Special thanks to Vanesa Ortiz for making this collaboration happen, Ben Venker for his help fixing my broken regex (multiple times), as well as Rebecca Dodd and Nick Moore for their help with editing.
wefrwe
how download (rsync, wget curl etc) all package to disc?
for install offline/ update
Justin Dorfman
Try this:
--publish 7080:7080 --publish 127.0.0.1:3370:3370 --rm
--volume ~/.sourcegraph/config:/etc/sourcegraph
--volume ~/.sourcegraph/data:/var/opt/sourcegraph
sourcegraph/server:3.37.0
Darvond
Neat. Seems like something the Debian Project could use, given the recent accusations of poor maintainership that have been heard across the winds.
https://unixsheikh.com/articles/the-delusions-of-debian.html
The arduous TL;DR being that Debian’s packaging has more abandoned, unmaintained, and orphaned than would initially be lead on. This creates headaches for everyone.
Justin Dorfman
Thanks for pointing this out, I was not aware that the Debian community was struggling. Do you think it’s worth reaching out?
Darvond
Sure, why not. It’d at the least be an option for them to consider.
Michael Gruber
First of all thanks for this great service!
src.fedoraproject.org hosts packaging sources, that is spec files, source identifiers (archive name and sha256 checksum), patches and possibly other “small items” checked into “dist-git” as we call it. Being able to search them in one place is quite useful already. (plus the tests namespace …)

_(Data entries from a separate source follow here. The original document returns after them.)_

Issue #2034, opened 2026-08-06
Arranger clips slice 1: the clip snapshot


lucaromagnoli:
Slice 1 of #1890.

What a track plays, resolved by the model and published beside the plan. Clip positions are deliberately not in the plan (see RenderPlan.hpp): ops read them through a snapshot, so editing a clip never recompiles a plan.

## Contents

Per track, one entry per sounding clip:

- the audible span and the interior silenced ranges, from `computeAudibleSpans`,
- resolved fade in and fade out, from `ClipManager::effectiveFadesIn`, with their curves and behaviours,
- clip volume, gain and pan, and the launch fade,
- per event: the source and its file, the anchor and loop region in source samples, the interpretation (auto tempo, speed ratio, stretch mode, warp markers, pitch, reverse, active channels) and the event's own gain and fades.

Occlusion and fades are called once, here, so an op never sees an overlap: it plays a span with fades (#2003). An edit recompiles the snapshot the way a structural change recompiles the plan, so there is no sync protocol between two representations and no state that can go stale.

Takes and comping resolve here too. The fronted take is what the entry names, and an active comp names the comp render, which is what the incumbent plays; neither reaches the audio thread as a choice.

## Decisions

- Beats resolve to seconds here, through the tempo map, because a source is handed seconds (ClipPlacement.hpp) and there must not be a second tempo map on the audio thread. What does not resolve is anything whose ratio moves with the tempo, which is auto tempo and warp: those stay in beats and read the beat face of BlockInfo (slices 4 and 5).
- Keyed by TrackId, not by OpId, so it carries no plan fingerprint. Unlike PlanValues it is not resolved against a plan's structure, and a plan swap does not invalidate it.
- Published like TransportSnapshot: one farbot RealtimeObject, on the publishing thread.
- Audio entries carry interior silences, not just MIDI ones. Nothing on a lane is cut any more, so a clip dropped inside another leaves a hole in the middle of an audio clip and the voice has to play around it.

## Verification

A canonical dump plus golden tests, the same shape as PlanDump: a project fixture compiles to this text. The rules themselves are already pinned by tests/test_clip_occlusion.cpp and tests/test_clip_crossfades.cpp; what is new here is that the compile calls them and carries the result through.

This does not include the actual package source (upstream source) code as for the indexed GitHub and GitLab repos. This is somewhat more complicated (and more than somewhat more code), of course.
Justin Dorfman
Our pleasure!
Yes, I should have been more clear in the article. This is just the first step of indexing the Fedora universe. We will continue to work with the Fedora team to make the integration more useful.
Exactly. We don’t have a timeline yet but it is definitely on our radar.
junaruga
Here is alternative way to search all the RPM spec files.
$ tar xf rpm-specs-latest.tar.xz
$ cd rpm-specs
$ grep 'something' *.spec
fedorafree
sourcegraph itself should be open source and installable on fedora on disk and not just on the cloud. It should be freely downloadable from the fedora store, and its code must be open source and accessible.
Nick Vlahos
Positively “AMAZING”.. !! Benefits the “Universe as a Whole”.. not just Fedora’s!! Keep up the Good Work !!